Da will so gar nicht ins Bild passen, daß mit den jüngsten Vorkommnissen sich wieder Stimmen derjenigen zu Wort melden, die sich bereits 2008 über das phantastische Wahlergebnis gewundert hatten. Damit konfrontiert, wird der spektakuläre Erfolg mit dem Bienenfleiß während des Wahlkampfes begründet. So sei der Kandidat sich nicht zu schade gewesen, die Klinken von 7.000 Türen zu putzen. Häufig öffnen dem eloquenten Wahlkämpfer in diesem Stadtteil Menschen mit „Migrationshintergrund“ die Tür, viele von ihnen sind Türken. Man ging 2008 nach der Wahl rasch zum politischen Tagesgeschäft über. Erst mit dem Vorwurf der Scheinehe geriet die Diskussion über seine Person ins Rollen und die Parteispitze in die Bredouille.
Ob mit oder ohne die Beteiligung Cifliks: Die Stimmzettelaffäre der Hamburger SPD ist ein weiteres Lehrstück, daß politische Verantwortungsträger selten gut beraten sind, eigene Fehlleistungen zu vertuschen.
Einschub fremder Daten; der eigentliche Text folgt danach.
PR #64, opened 2021-12-08
Chris Kjolhede IC2

CKjolhede:


lib/car.rb
```diff
@@ -0,0 +1,27 @@
...
+    car_make = make_model.split[0]
+    p car_make
+
+  end
+
+  def model
+    make_model.split(" ")
+    car_model = make_model.split[1]
+    p car_model
+  end
```
kat3kasper, line 21: We don't want to print these values to the console
```suggestion
  def make
    make_model.split(" ")
    car_make = make_model.split[0]
  end

  def model
    make_model.split(" ")
    car_model = make_model.split[1]
  end
```

lib/car.rb
```diff
@@ -0,0 +1,27 @@
+class Car
```
kat3kasper, line 1: You are missing `.color` and the `paint!` method on the Car class

lib/dealership.rb
```diff
@@ -0,0 +1,39 @@
...
+
+  end
+
+  def add_car(car)
+    @inventory.push(car)
+  end
+
+  def inventory
+    return @inventory
+  end
```
kat3kasper, line 18: You don't need these because you are using `attr_reader :inventory` which creates this method for us

lib/dealership.rb
```diff
@@ -0,0 +1,39 @@
...
+
+  def inventory_count
+    @inventory.count
+  end
```
kat3kasper, line 22: Nice work on utilizing @inventory to determine the count

spec/dealership_spec.rb
```diff
@@ -0,0 +1,69 @@
...
+    dealership.add_car(car_2)
+
+    expect(dealership.inventory_count).to eq(2)
+  end
+
+  it 'has an inventory' do
+    dealership = Dealership.new("Acme Auto", "123 Main Street")
+
+    expect(dealership.has_inventory?).to be(false)
+  end
```
kat3kasper, line 54: I'd probably also add a test for when `has_inventory?` is supposed to return `true`

kat3kasper (commented):
This is a pretty good start Chris. I would like to see more commits along the way of your coding. Make sure to slow down a bit and read through the specs. You missed the color and painting bit on Car. Keep practicing object creation so you can get a bit faster and get through more iterations.

PR #75, opened 2025-06-05
Add benchmarking tool

rchitale7:
### Description
Adding the GPU/CPU Faiss benchmarking tool to the repository. Instructions for running the tool are in `benchmarking/README.md`


navneet1v (dismissed):

navneet1v (dismissed):

benchmarking/Dockerfile
```diff
@@ -0,0 +1,16 @@
+FROM opensearchstaging/remote-vector-index-builder:core-latest
```
Rajrahane, line 1: core-snapshot

rchitale7: We eventually want to run this benchmark harness automatically for snapshot and latest images. So i would say we should figure out a way to make the image tag an environment variable. But can come back to this later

Mit der Veröffentlichung des Untersuchungsberichts scheint die SPD einen ersten Schritt in die richtige Richtung eingeschlagen zu haben. Und so verständigte sich Parteichef Ingo Egloff am vergangenen Freitag in einem Krisengespräch mit seinem Amtsvorgänger Petersen darauf, eine Arbeitsgruppe zu beauftragen, den Diebstahl der Stimmzettel politisch aufzuarbeiten.